Would you consider Nod32 better over mentioned F-Secure?


----------



## Nyr (Oct 9, 2013)

abyssis said:


> Would you consider Nod32 better over mentioned F-Secure?


Not sure about resource consumption, but F-Secure is a decent product with a good engine. Also, one of the few not American/Chinese/Russian security firms.


----------



## abyssis (Oct 9, 2013)

Nyr said:


> Not sure about resource consumption, but F-Secure is a decent product with a good engine. Also, one of the few not American/Chinese/Russian security firms.


What's wrong with Russian security firms?
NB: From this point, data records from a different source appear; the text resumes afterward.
PR #340, opened 2026-09-19
Keep sf_fgets() inside the caller's buffer when reading pushback

### LINKED ISSUE #339: sf_fgets() writes one byte past the caller's buffer when reading from the pushback buffer
## Describe the bug

`sf_fgets()` stores up to `count` characters from the pushback buffer and writes the null terminator after the last of them, so a pushback buffer holding at least `count` characters makes it write `str[count]` (`strOrFile.c:775`, the loop that begins at `:766`). Its file path stores at most `count - 1` characters, as stdio does, so the two paths of the same function disagree about the bound.

`gp_Read()` reaches it. `_ReadGraph()` reads the first line of the input and pushes it back for the reader that the line selects (`graphIO.c:517` and `:522`), and the graph6 reader's line buffer is sized from the order in the first character, nine bytes for order 8 (`g6-read-iterator.c:354`). A `.g6` file whose first line is longer than its order allows fills the pushback buffer past that, and the next `sf_fgets()` writes one byte beyond it.

## Reproduction steps

With an ASan build (`./configure CC=clang CFLAGS="-fsanitize=address -fno-omit-frame-pointer -g -O1"`):

```bash
python3 -c "open('overlong.g6','w').write('G' + '?'*300 + chr(10) + 'G?????' + chr(10))"
planarity -s -q -p overlong.g6 out.txt
```

## Expected behavior

The line is malformed, so it should be rejected the way the same file is rejected when it is read without the pushback, i.e. through `planarity -t`: "Invalid line length read on line 1".

## Terminal logs

```
==20355==ERROR: AddressSanitizer: heap-buffer-overflow on address 0x602000000199
WRITE of size 1 at 0x602000000199 thread T0
    #0 sf_fgets strOrFile.c:775
    #1 g6_ReadGraph g6-read-iterator.c:534
    #2 _g6_ReadGraphFromStrOrFile g6-read-iterator.c:761
    #3 _ReadGraph graphIO.c:558
    #4 gp_Read graphIO.c:461
    #5 SpecificGraph planaritySpecificGraph.c:112

0x602000000199 is located 0 bytes after 9-byte region [0x602000000190,0x602000000199)
allocated by thread T0 here:
    #0 calloc
    #1 _g6_InitReader g6-read-iterator.c:355
```

## Environment

macOS 26 on Apple silicon, Apple clang 21, `planarity` built from `911af7a`. The same input is clean on the file path, so nothing here depends on the platform beyond having a sanitizer to see the one byte.

The bound is one expression, and the read-error tests are the place for the case: a pushback buffer longer than the caller's buffer, a guard byte after the requested count, the terminator inside the buffer. I have that on a branch and will open the PR unless you would rather take it yourself.

One more thing from the same reading, which I have deliberately left out of that branch because it is a different defect: the string-backed path uses `strncpy(str + charsToReadFromUngetBuf, theStrBuf, charsToReadFromStrOrFile)` (`strOrFile.c:808`), which copies exactly that many bytes and adds no terminator, so a caller whose buffer is `count` bytes can be handed an unterminated string.

Deln0r:
Fixes #339 by giving the pushback path of `sf_fgets()` the bound its file path already has.

## Type of change

### Updated

* `c/graphLib/io/strOrFile.c`: the pushback loop reads at most `count - 1` characters, so the terminator it writes after them stays inside a buffer of `count` bytes. The remainder taken from the file or the string buffer is computed against that same cap, so the total written is unchanged for every input that did not overflow. The function comment claimed stdio parameter order while documenting a `count + 1` allocation; it now states the stdio bound the function keeps on all three paths.
* `c/planarityApp/planarity-test/testReadErrors.c`: a case for the boundary. It pushes a string longer than the caller's buffer, fills the buffer with a guard character, asks for `sizeof(buffer) - 1`, then checks that the guard byte after the requested count is untouched, that the terminator is inside, and that the characters returned are the leading ones pushed back.

The observable change: a `.g6` file whose first line is longer than its order allows is now rejected with "Invalid line length read on line 1" instead of writing one byte past the graph6 reader's line buffer. Well-formed input is unaffected, since the pushback buffer is then shorter than the buffer the reader offers.

## Testing

- ASan build, the reproducer from #339: clean with this change, heap-buffer-overflow without it. `planarity -test` under ASan is clean too.
- The new case fails with the bound removed (3 of 143 read-error checks) and passes with it, so it is the bug it claims to cover.
- Containers on Ubuntu 24.04: gcc-14 and clang-18 under `--enable-compile-warnings=error`, gcc-14 with `--enable-unsigned-char`, plain gcc and clang, and `make distcheck`. Ubuntu 26.04: clang with `-fsanitize=address` and with `-fsanitize=undefined -fno-sanitize-merge`. All clean, suite green in each.
- macOS Apple clang 21: build clean under the error gate, `make check` and `planarity -test` pass.


john-boyer-phd (approved):
Great catch, Ian, thank you.
Based on also having the other error with `strncpy()`, it seemed like an appropriate time to pause a beat and improve the code with better variable names, more comments, simplified steps, and of course changing to `strncat()` to get the null terminator.

PR #341, opened 2026-09-19
Test algorithms on sparse6 and incremental sparse6 input

Deln0r:
Third step of #38, after the read iterator in #329: `planarity -t` runs its algorithms over sparse6 and incremental sparse6 files, not only `.g6`.

Stacked on #340, which this needs. Reading the first line and pushing it back is what `gp_Read()` already does, and it is what exposes the overflow fixed there, so without that bound the same input would reach it through `-t` as well.

## Type of change

### Added

* `c/samples/n8.mALL.inc.s6`: the existing `n8.mALL.g6` sample in incremental sparse6, made with `copyg -i`. `copyg -g` maps it back to the `.g6` file byte for byte.

### Updated

* `c/graphLib/io/s6-read-iterator.[ch]`: the first-line test that `_ReadGraph()` applies is now `s6_IsSparse6Input()`, so its two callers cannot drift apart.
* `c/graphLib/io/graphIO.c`: `_ReadGraph()` calls it instead of repeating the condition.
* `c/planarityApp/planarityTestAllGraphs.c`: a facade over the two read iterators, chosen by the content of the input rather than by the name of the file. The input is opened once: the first line is pushed back into the input container and the container is handed to the iterator that matches it, so an input that cannot be reopened keeps its first graph. That is why the facade calls `_g6_InitReaderWithStrOrFile()` and `_s6_InitReaderWithStrOrFile()`, which are package private today, and it is the one decision I would like from you: promote those two to the public headers, or move the facade into the io layer next to the iterators. I will do whichever you prefer.
* `c/planarityApp/planarityCommandLine.c`: `runTestAllGraphsTest()` takes the expected result line, with `NULL` keeping the counts for `n8.mALL.g6`. Six commands run over the new sample, and planarity runs over `N5-all.s6` for the plain sparse6 case.
* `c/planarityApp/planarityHelp.c`, `planarityMenu.c`, `planarity.1`: the formats `-t` accepts.

## Testing

- The six algorithms over `n8.mALL.inc.s6` produce the counts the `.g6` file produces, drawing included, which matters because it requires edge storage without holes and the reader fills them.
- With the format detection disabled, those six fail, so the tests do exercise the new path.
- Thirteen inputs by hand, each compared with master where master supported it: the three formats as a file, as `stdin`, through a redirect of `/dev/fd/0` and behind a pipe, an empty file, a missing file, and the 12,346-graph sample. The first version of this opened the file a second time to look at it, which cost the first graph of `/dev/fd/0`, 33 graphs where master reads 34; the container version reads every case correctly.
- Measurement for the epic, on the 12,005,168 graphs of order 10 from `geng -q 10`, three interleaved rounds each:

| input | size | `-t -p` user time | result line |
|---|---|---|---|
| `n10.g6` | 120.1 MB | 22.92, 23.26, 23.29 s | `12005168 1140916 10864252` |
| `n10.inc.s6` | 65.3 MB | 23.47, 23.22, 23.16 s | `12005168 1140916 10864252` |

  The incremental file is 46 percent smaller and reads faster on its own, 1.84, 1.83, 1.81 s against 2.11, 2.15, 2.08 s through `copyg -g` into `/dev/null`, but the run takes the same time either way: `gp_CopyGraph()` and `gp_Embed()` dominate and the read is a few percent of it. I would rather write that in the epic than imply a speedup that is not there.
- Containers on Ubuntu 24.04: gcc-14 and clang-18 under `--enable-compile-warnings=error`, gcc-14 with `--enable-unsigned-char`, plain gcc and clang, and `make distcheck`. Ubuntu 26.04: clang with ASan and with UBSan. macOS Apple clang 21: error gate, `make check`, `planarity -test`. All clean.


john-boyer-phd (changes requested):
This is a great PR, Ian. You're saving me the trouble of having to file this issue later. As soon as I saw the s6 API, I realized I had made a mistake in making the g6 API public. Not until looking at the first line does the API user doesn't know whether they have a G6 file, an S6 file, or eventually a GraphML file or GML file  containing multiple graphs. By then, it's too late. 

I'd like to ask if you could please refactor this code to "promote" it into the graphLib? 

If this is OK to you, then please consider the following specific points:
 * Add `gp-read-iterator.c/.h` to the `io` subdirectory to contain your "allGraphsReader" code currently in `planarityTestAllGraphs.c`. 
 * Rename functions and structures as necessary to exactly mirror the `g6_`/`s6_` APIs except starting with `gp_` instead (instead of `allGraphs...`). 
 * The only changes to `testAllGraphs()` should be to change `g6_` to `gp_` (and to retain your more generalized comment about initialization). 
 * It seems best to have the matching function `g6_IsGraph6Input()` method that the allGraphs `gp_`-level initializer could call to decide whether to create a G6 read iterator. (And `_ReadGraph()` could call that too).
 * The iterator structure should probably have a data member and set of file type macros that identify G6 and S6 for now. When the initializer decides the file type, it could set that variable and then make decisions from it, rather than based on whether there is an S6 read iterator.

The huge advantage to promoting this code to the `gp_` level in `graphLib` is that it will make it a lot easier to also amend the Python version of test all graphs in the EAPS-T repo to use the generalized iterator and get support for iterating with G6, S6, and any other supported format in the future.  

This sound OK?

Deln0r:
Yes, and it answers the question I put in the PR, so I will refactor it that way. All six names are free in the tree today.

One point on `g6_IsGraph6Input()`: graph6 is the fallback in `_ReadGraph()` today, so a positive test changes what happens to input that matches nothing. In the `gp_` initializer I would test sparse6, then graph6, then report an unrecognized format with the first bytes of the input, rather than have the graph6 reader report an invalid first character for, say, a GraphML file.

The file type member also lets read, end-reached and free stop asking which iterator exists.

Deln0r:
Done, and it reads better in the library than it did in the application. Pushed as two commits on this branch.

The iterator is `c/graphLib/io/gp-read-iterator.[ch]`: `gp_NewReader()`, `gp_InitReaderWithString()`, `gp_InitReaderWithFileName()`, `gp_ReadGraph()`, `gp_EndReached()`, `gp_FreeReader()`, with `GPReadIteratorP` and the `GP_FILE_TYPE_` macros. The type is decided once, at initialization, and every other method dispatches on it, so a third format is a case in three switches and one predicate. `testAllGraphs()` keeps its loop and changed `g6_` to `gp_`, as you asked.

`g6_IsGraph6Input()` sits beside `s6_IsSparse6Input()`. Since graph6 marks its lines with nothing but the order, it recognizes a candidate: the header, or a first byte in 63 to 126. `_ReadGraph()` asks it instead of falling through, and an input in none of the formats now gets its own message there rather than the graph6 reader's complaint about a first character.

Two notes on what that predicate cannot do, both in the tests so they stay visible. An adjacency list begins with `N`, which is a legal order byte, so a file of graphs starting that way is taken for graph6 and fails when the line is read; in `gp_Read()` nothing changes, because the `N=` branch comes first. And `>>graph6<<` is the only positive marker graph6 has.

A file is still opened once: the first line is read to decide the type and pushed back, and the same container is handed to the chosen reader, so stdin and pipes keep their first graph. A string is classified directly, since looking at it consumes nothing.

While writing the tests I found that `gp_NewReader()` would allocate over an existing iterator, where `g6_NewReader()` and `s6_NewReader()` refuse it; that is the second commit, with the case that catches it.

`runGeneralReadIteratorTests()` covers the two predicates over a table of first lines, both formats from a string and from a file, reading each sample to its last graph, an input refused for having no format, one that looks like graph6 and fails when read, a refused second initialization after which the iterator still reads, and a refused allocation over an existing reader.

Checked by hand again after the move: the three formats as a file, as `stdin`, through a redirect of `/dev/fd/0` and behind a pipe, plus digraph6, GraphML, an empty file and a missing file. Local gate green on all eight legs: gcc-14 and clang-18 under `--enable-compile-warnings=error`, gcc-14 with `--enable-unsigned-char`, plain gcc and clang, `make distcheck`, and clang with ASan and with UBSan on 26.04.

The EAPS-T side is yours to decide, but the Python test-all can now mirror this one for its own formats.

c/graphLib/io/g6-read-iterator.c
```diff
@@ -63,6 +63,40 @@ struct G6ReadIteratorStruct
...
+
+    if (strncmp(firstLine, ">>graph6<<", strlen(">>graph6<<")) == 0)
+        return TRUE;
+
+    firstChar = (unsigned char)firstLine[0];
+
+    if (firstChar == ':' || firstChar == ';' || firstChar == '&')
+        return FALSE;
+
+    return (firstChar >= 63 && firstChar <= 126) ? TRUE : FALSE;
```
john-boyer-phd: It would be possible to enable this function to reject the adjacency list format in a generic way. At this point, you could say:
```
    if (firstChar >= 63 && firstChar <= 126)
    {
        int secondChar = (unsigned char)firstLine[1];
        return (secondChar >= 63 && secondChar <= 126) ? TRUE : FALSE;
    }
    return FALSE;
```
This would work because the adjacency list format starts with `N=` and the equal sign is not in range. I would have just made the change, but I suspect you may want to pair this with adding another test?

c/graphLib/io/gp-read-iterator.c
```diff
@@ -0,0 +1,323 @@
...
+    // type is decided from it directly and the read iterator of that type is
+    // then initialized with the whole string.
+    if (_gp_SetFileType(theGPReadIterator, inputString) != OK ||
+        _gp_NewChildReader(theGPReadIterator) != OK)
+    {
+        _gp_FreeChildReader(theGPReadIterator);
+        return NOTOK;
+    }
+
+    if ((theGPReadIterator->fileType == GP_FILE_TYPE_S6
```
john-boyer-phd: Would you mind flipping this around a bit to not use the ternary operator? In other words to say if the file type is `GP_FILE_TYPE_G6` then try to `g6_InitReaderWithString()` and handle failure _else_ if file type is `GP_FILE_TYPE_
S6` then try to `s6_InitReaderWithString()` and handle failure, _else_ fail. This rearrangement will make it easier to add other else clauses for formats like GraphML in the future. The `switch` statements you're using everywhere else might be the best way to implement this for consistency.

c/graphLib/io/gp-read-iterator.c
```diff
@@ -0,0 +1,323 @@
...
+
+    if (_gp_SetFileType(theGPReadIterator, lineBuff) != OK ||
+        _gp_NewChildReader(theGPReadIterator) != OK)
+    {
+        _gp_FreeChildReader(theGPReadIterator);
+        sf_Free(&inputContainer);
+        return NOTOK;
+    }
+
+    Result = (theGPReadIterator->fileType == GP_FILE_TYPE_S6)
```
john-boyer-phd: And also here, using a `switch` instead.

c/planarityApp/planarityMenu.c
```diff
@@ -62,7 +62,7 @@ int menu(void)
 
             gp_Message(
                 "X. Transform single graph in supported file to .g6, adjacency list, or adjacency matrix\n"
-                "T. Perform an algorithm test on all graphs in .g6 input file\n"
+                "T. Perform an algorithm test on all graphs in .g6, .s6 or .inc.s6 input file\n"
```
john-boyer-phd: It would be better here to just say "Perform an algorithm test on all graphs in an input file\n".

I didn't want to "muddy the waters" and take the focus off of sparse6, but there's nothing really to stop us from having the `gp_` level iterator recognize adjacency list, adjacency matrix, etc. and just iterate over the one graph in the file. That generalization could be filed as a separate issue, though.

Edit: looks like the string above it for the `X` command will need help too because the addition of sparse6 will make the current wording become even more unwieldy. How about "X. Transform a single graph in an input file to a supported output format."

c/graphLib/io/gp-read-iterator.c
```diff
@@ -0,0 +1,323 @@
...
+/********************************************************************
+ _gp_SetFileType()
+
+ Decides the format from the first line of the input and stores it,
+ so that the other methods dispatch on the type rather than on which
+ read iterator happens to exist.
+ ********************************************************************/
+int _gp_SetFileType(GPReadIteratorP theGPReadIterator, char const *const firstLine)
+{
+    if (s6_IsSparse6Input(firstLine))
```
john-boyer-phd: I think this is the only place where s6 is done before g6 (well, it will be after you turn two ternary operator constructs into switches below). Just for consistency, would it be ok to flip the order here?

john-boyer-phd (changes requested):
This new formulation feels _sooo_ good, Ian, thank you! Just a few really minor changes.

Also, when it comes time to add the `s6_RetrieveGraphChange()` method, it can also be added at the `gp_` level you have just created, because G6 and other formats can just behave the same way as non-incremental sparse6 will have to behave. It'll just be no increment available so they call `gp_ReadGraph()` to read a whole graph. Only sparse6 will behave differently and only if/when incremental sparse6 content is encountered.

c/graphLib/io/g6-read-iterator.c
Deln0r: Done, with one allowance. Your check would also reject a line that is only its order byte, graph6 order 0 or 1, because the byte after it is the newline; the existing predicate case pins "?" as graph6, so NUL, LF and CR pass as the second byte too. "N=3" joined the table, and the adjacency list moved from the read-failure cases to the reject cases.

Deln0r:
All five are in SHA. The second byte now has to be in the range too, with the one allowance explained on that thread, so the adjacency list is refused at the predicate: it moved from the read-failure cases to the reject cases, "N=3" joined the predicate table, and the read-failure case is now a truncated graph6 line. graph6 is tested before sparse6 everywhere, both initializers dispatch with a switch, and the menu says what you suggested.

Agreed on the lookahead at the gp_ level: every format but sparse6 reports no increment, and the caller reads a whole graph.

john-boyer-phd (approved):
An excellent piece of work, Ian. Thanks again for saving the work of having to file this later, and good catch on the order 0 and 1 graph6 files.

It definitely feels much safer compared to USA.


----------



## Nyr (Oct 9, 2013)

abyssis said:


> What's wrong with Russian security firms? It definitely feels much safer compared to USA.


Just wanted to clarify it was one of the most independent security firms. Russian security firms (Kaspersky) have very strong ties to the government.


----------



## abyssis (Oct 9, 2013)

Nyr said:


> Just wanted to clarify it was one of the most independent security firms. Russian security firms (Kaspersky) have very strong ties to the government.


Well just because there is no real artice on the internet it doesn't mean F-Secure is not "working" with government. That's my opinion. I think pretty much every bigger security firm as you call it works with government in certain way. Also it might be even worse in Finland, who knows. So far it works really great as in it doesn't affect performance of my system in any way so I will just continue testing and see how it goes.


----------



## ServerBros (Oct 9, 2013)

Microsoft security essentials......does the job 

I tend to do most of my web browsing from a Windows 8 VPS I have setup for company use, and use the same on that.


----------



## abyssis (Oct 9, 2013)

ServerBros said:


> Microsoft security essentials......does the job
> 
> I tend to do most of my web browsing from a Windows 8 VPS I have setup for company use, and use the same on that.


I don't know how much trust I could possibly put into this article but it obviously says "NO MSE".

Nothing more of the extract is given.